Le morceau « Like Gods Departed » illustre bien mon propos avec son intro très proche d'un morceau de sludge atmo qui permet à l'album de respirer, de se renouveler et de proposer une œuvre vivante, en mouvement, après deux pistes à fond les marrons. Lui succède un riff que nombre de groupes de doom n'auraient pas renié avant de progresser vers un riff death old-school floridien qui me rappelle Death période Leprosy.
Un constat s'impose : c'est brillant, chaque idée de composition est pertinente et se mêle parfaitement à la précédente.


Après, l'album ne s'enferme pas non plus dans une logique prog et/ou un élitisme manifeste. Il lui arrive de proposer des plans death/grind bien bourrins qui se contentent de parler à nos plus bas instincts. Sur certains morceaux, j'ai même pensé à King Parrot, c'est dire la bassesse de certains riffs.

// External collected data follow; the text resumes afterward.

PR #1195, opened 2018-03-09
Adds gitignore to the copied files list

NealHumphrey:
Fixes issue https://github.com/actionhero/actionhero/issues/1188

Copies the root `.gitignore` file into generated projects. 

@evantahler I added the lines as you pointed out - pretty straightforward, thanks for the direction. I added the test and all tests pass; but, I couldn't figure out how to run the generate command locally. I saw the `sample.sh` file in the project root, but running that did not create the `.gitignore` file in the tmp directory - but it looked like maybe that would run from the npm installed version of actionhero instead of my clone of the repository? Any hints on how to do a quick manual check of this functionality using my local repo?

### DIFF
--- a/bin/methods/generate.js
+++ b/bin/methods/generate.js
@@ -109,7 +109,7 @@ module.exports = class Generate extends ActionHero.CLI {
       '/README.md': 'readmeMd',
       '/test/example.js': 'exampleTest',
       '/locales/en.json': 'enLocale',
-      '/.gitignore':'gitignore'
+      '/.gitignore': 'gitignore'
     }
 
     for (let file in newFileMap) {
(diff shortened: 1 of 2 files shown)


evantahler:
Awesome! Thanks!

evantahler:
Awsome, thanks!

Mais participer au jeu des influences est stérile et ne saurait mettre en valeur le mérite et le talent des Anglais. Il convient alors de résumer : le groupe refuse de s'en tenir à un genre ou à une approche et propose un syncrétisme musical étonnamment cohérent.


Refrains scandés en mid tempo, breaks qui raclent la gorge, ponts mélodiques : ils osent tout et touchent juste à chaque tentative. Ces éléments pourtant, s'ils sont pris séparément, n'ont rien de particulièrement original (à l'instar du thème éculé de l'album : les 7 péchés capitaux) mais ils sont si subtilement ajoutés à la préparation qu'il est difficile de bouder son plaisir.


Toutefois, certains morceaux souffrent de la créativité des autres et deviennent moins marquants comme c'est le cas avec « Mantra XIII » qui invite pourtant le grand Karl Willetts, chanteur historique de Bolt Thrower. C'est malheureusement le risque avec les albums courageux.


Après une alternance magistrale entre pistes plus intimistes, introspectives et véritables morceaux de bravoure, fédérateurs en diable, l'album se clôt magistralement par un titre qui le résume bien : une intro ritualiste, un riff désinvolte à mandales et des artères bouchées par des avalanches de distorsion.


Je brûle d'aborder un dernier point : les breaks intelligents.


Ça peut paraître un peu antinomique dans la mesure où lorsqu'on évoque un breakdown notre esprit se dirige la plupart du temps vers Pantera ou Providence et leurs breaks bineuronaux délicieux. Et pourtant, Black Breath ou Ulsect ont su ces dernières années nous démontrer qu'un break peut être aussi malin qu'il est dévastateur.


The King Is Blind l'a bien compris et saupoudre son opus de breaks tout aussi nerveux les uns que les autres (« As Vermin Swarm », « Idolatry of Self », « The Sky Is a Mirror » et le meilleur, sur « Godfrost »). C'est typiquement le genre de breaks qui fait hocher la tête en rythme, les sourcils froncés et la bouche en cul de poule (j'espère ne pas être le seul à faire ça, sinon essayez, je vous jure que ça amplifie le pouvoir cathartique du break).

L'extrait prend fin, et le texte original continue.